HI Splunkers,
We are getting below value inside one of field "data" in tabular format:
Source success Total_Count
0 abc.csv True 200
1 some_string_1 False 34
2 some_string_2 True 12
3 some_string_3 False 4
4 some_string_4 True 63
5 some_string_5 False 2
6 some_string_6 True 108
Can we extract these values in different fields. Thank you in advance for your reply
multikv is your friend. But you need to handle the tabulation's ordinal column.
| rename _raw as temp, data AS _raw | rex mode=sed "s/^Source/ord Source/" | multikv | rename temp as _raw ``` assuming field data is no longer useful but you still need _raw for some reason ```
Using your sample data, I get
Source | TotalCount | org | success |
abc.csv | 200 | 0 | True |
some_string_1 | 34 | 1 | False |
some_string_2 | 12 | 2 | True |
some_string_3 | 4 | 3 | False |
some_string_4 | 63 | 4 | True |
some_string_5 | 2 | 5 | False |
some_string_6 | 108 | 6 | True |
you can try expand and split
This is not multivalue field so mvexpand is not working.
multikv is your friend. But you need to handle the tabulation's ordinal column.
| rename _raw as temp, data AS _raw | rex mode=sed "s/^Source/ord Source/" | multikv | rename temp as _raw ``` assuming field data is no longer useful but you still need _raw for some reason ```
Using your sample data, I get
Source | TotalCount | org | success |
abc.csv | 200 | 0 | True |
some_string_1 | 34 | 1 | False |
some_string_2 | 12 | 2 | True |
some_string_3 | 4 | 3 | False |
some_string_4 | 63 | 4 | True |
some_string_5 | 2 | 5 | False |
some_string_6 | 108 | 6 | True |
Its working as expected.
Thank you so much.
NOTE: values contains multiple white space in it.

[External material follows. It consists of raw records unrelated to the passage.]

PR #1674, opened 2020-11-24
feat(compareLink): generate a comparable link in MJ slack notification

gal-yardeni:
Adding a "see changes" link whenever we send a manual judgment notification in slack.
Preview:
Screen Shot 2020-11-24 at 2 00 42 PM

Looking for feedback mainly around:
- naming (I called it "show full diff" and then the full diff, for now)
- order (where should we show it within the notification?)

### DIFF
--- a/keel-core/src/main/kotlin/com/netflix/spinnaker/keel/artifacts/ArtifactVersionLinks.kt
+++ b/keel-core/src/main/kotlin/com/netflix/spinnaker/keel/artifacts/ArtifactVersionLinks.kt
@@ -25,7 +25,7 @@ fun generateCompareLink(scmInfo: ScmInfo, version1: PublishedArtifact?, version2
 //Generating a SCM compare link between source (new version) and target (old version) versions (the order matter!)
 private fun generateCompareLink(scmInfo: ScmInfo, newerGitMetadata: GitMetadata?, olderGitMetadata: GitMetadata?): String? {
   val baseScmUrl = newerGitMetadata?.commitInfo?.link?.let { getScmBaseLink(scmInfo, it) }
-  return if (baseScmUrl != null && olderGitMetadata != null) {
+  return if (baseScmUrl != null && olderGitMetadata != null && !(olderGitMetadata.commitInfo?.sha.isNullOrEmpty())) {
     "$baseScmUrl/projects/${newerGitMetadata.project}/repos/${newerGitMetadata.repo?.name}/compare/commits?" +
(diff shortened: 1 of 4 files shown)


erikmunson:
Exciting! Only feedback would be that the link itself is quite large/long and makes the notification even noisier than before as a result. How difficult/time consuming is it to add another button to the message next to 'approve' and 'reject'? Wondering if maybe a "See changes" button at the bottom of the message might be more user friendly since it's ideally such a common action?

gal-yardeni:
@erikmunson interesting idea! let me explore it!

emjburns:
I agree with Erik, I love the idea of a button! 

Also, I'm so excited that this functionality is happening!

lorin:
Another option (if a button ends up being too much work) is to replcae the explicit link with a short bit of hyperlinked text (something like "click for diff").

lorin (commented):
## My understanding

### Problem

When an MD user is informed via Slack that a new artifact version is waiting for approval in an environment, the user has to context-switch to the environments view to identify what code has changed in the new artifact version compared to what's currently deployed.

### Proposed solution

In the Slack notification, add a Stash link to the diff between the commit associated with the new artifact version and the commit associated with the currently deployed artifact version, in the relevant environment.

## Feedback

Overall: looks good to me.  I do agree with the comment that @erikmunson made that it would be better if we could reduce the size of the link (e.g., with a button).

### Naming: Consistent terminology

I think we should use the same terminology in Slack and in the environments view. Currently:

* Environment views uses "See changes"
* Slack notification uses "see full diff"

I don't have a strong opinion about which one we use, though.

### Ordering

I think the proposed location (Under the Message) is a good place.

### Possible behavior difference in Slack vs. enviroment view

The link from the Slack notification is not guaranteed to show the same diff as the link from the environments view:

* the environments view always diffs against the `CURRENT` artifact version in the environment
* the Slack notification diffs against what was the `CURRENT` artifaction version in the environment **when the Slack message was generated**

At the time that the Slack event appears, the two diffs are the same. But, if someone pins another version to the environment,
the two views will show different diffs.

Note: I'm not suggesting a behavior change, just noting a potential source of confusion for users.

lorin (approved):

gal-yardeni:
@lorin thanks for your feedback! I changed it to "See changes" text with a hyperlink to stash, when available.

You are making a valid point about pinning - my hope we can educate our customers to understand what they are comparing against. Will ask for feedback in the next few weeks.

emjburns (approved):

ex: 1<multple_space> some_string_1<multple_space>False<multple_space>34
Unless the developer of your data source has considered data structure, you have no way of doing this. Period. You'll have to reject this source altogether and send them back to developer's desk.
One way the developer may have enforced structure is by having all the strings with no space in between, i.e., any number of space is a field separator. In that case, you can do
| rename _raw as temp, data AS _raw | rex mode=sed "s/^Source/ord Source/"
| rex mode=sed "s/ +/ /g" | multikv | rename temp as _raw ``` assuming field data is no longer useful but you still need _raw for some reason ```
Another way structure may have been enforced is, for example, to have a maximum number of consecutive spaces in legitimate strings, and use a field separator made of spaces larger than this maximum. For example, if maximum legitimate space is 1, you can do
| rename _raw as temp, data AS _raw | rex mode=sed "s/^Source/ord Source/"
| rex mode=sed "s/ +/,/g" | multikv | rename temp as _raw ``` assuming field data is no longer useful but you still need _raw for some reason ```
A common problem, given that your ordinal has no corresponding header, could be that the tabular data is poorly converted from a spreadsheet, when original field separator is tab character but got "expanded" into normal spaces during conversion. In that case, you'll have to go back to the source person and demand a conformant conversion.
No amount of SPL can save extremely poor input.
As long as you can variable number of spaces in the middle of just one field, you can get around it by "fixing" the other fields' positions and just picking the "remains" as the field value. But that's ugly and prone to errors in case something changes.
But yes, I fully agree with "No amount of SPL can save extremely poor input."
If the data was a bit more "strictly" structured, you could do indexed extractions and could get away with the softwared shuffling column order (that can be a problem with csv if suddenly the format changes).
If your fields order is constant, you can define your extraction taking into account possible multiple spaces (you usually define extractions this way anyway).
Something like:
(?<id>\d+)\s+(?<Source>.*?)\s+(?<success>True|False)\s+(?<count>\d+)
But I'd be very cautious about naming your field "Source" since "source" is one of the default fields.